• journal_title：American Mineralogist
• Contributor：Bernd Wunder ; Sandro Jahn ; Monika Koch-Müller ; Sergio Speziale
• Publisher：Mineralogical Society of America
• Date：2012-
• Format：text/html
• Language：en
• Identifier：10.2138/am.2012.4022
• journal_abbrev：American Mineralogist
• issn：0003-004X
• volume：97
• issue：7
• firstpage：1043
• section：Articles

First-principles calculations based on density-functional theory (DFT) and low-T IR spectroscopy were performed to gain more insight into the structure of the so-called 3.65 Å phase, a high-pressure phase of the composition MgSi(OH)₆. DFT-calculations predict a monoclinic symmetry with ordered sixfold-coordinated Mg and Si and six unique hydrogen sites as the most stable structure. Adapting the structural parameters of the DFT-determined lowest-energy configuration and assuming (MgSi)-ordering, a new Rietveld refinement of the powder XRD pattern of the 3.65 Å phase was performed, which resulted in excellent refinement statistics and successful assignment of X-ray reflections that were unassigned in former structural models with orthorhombic symmetry.

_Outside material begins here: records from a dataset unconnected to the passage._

PR #2587, opened 2026-07-04
Split out `elf` and `stack` components from `xtask`

jamesmunns:
I intend to do some rework of the max-stack analysis code, and would like to break out the max-stack analysis into its own crate to make testing this in isolation easier. As this code also depends on the `xtask::elf` module, I broke that out to avoid circular deps.

This is the minimum change necessary to split things out before any refactoring.


build/elf/Cargo.toml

A configuration with ordered Mg and Si at the octahedral positions causes a small monoclinic distortion of the network of strongly tilted octahedra and thus leads to space group P2₁. The structural refinement yields the following unit-cell parameters: a = 5.1131(3), b = 5.1898(3), c = 7.3303(4) Å, β = 90.03(1)°, V = 194.52(2) ų, space group: P2₁, Z = 2, ρ = 2.637 g/cm³. The structure of the 3.65 Å phase can be considered as a modified A-site defective perovskite with a unique network of corner-sharing alternating Mg(OH)₆ and Si(OH)₆ octahedra and is probably related to the structure of stottite group minerals. Low-T IR spectroscopy confirms the presence of 6 different H-positions in the proposed structure. Measured IR-spectra and computed spectra compare favorably, which further supports the computed structure as the correct model for the 3.65 Å phase.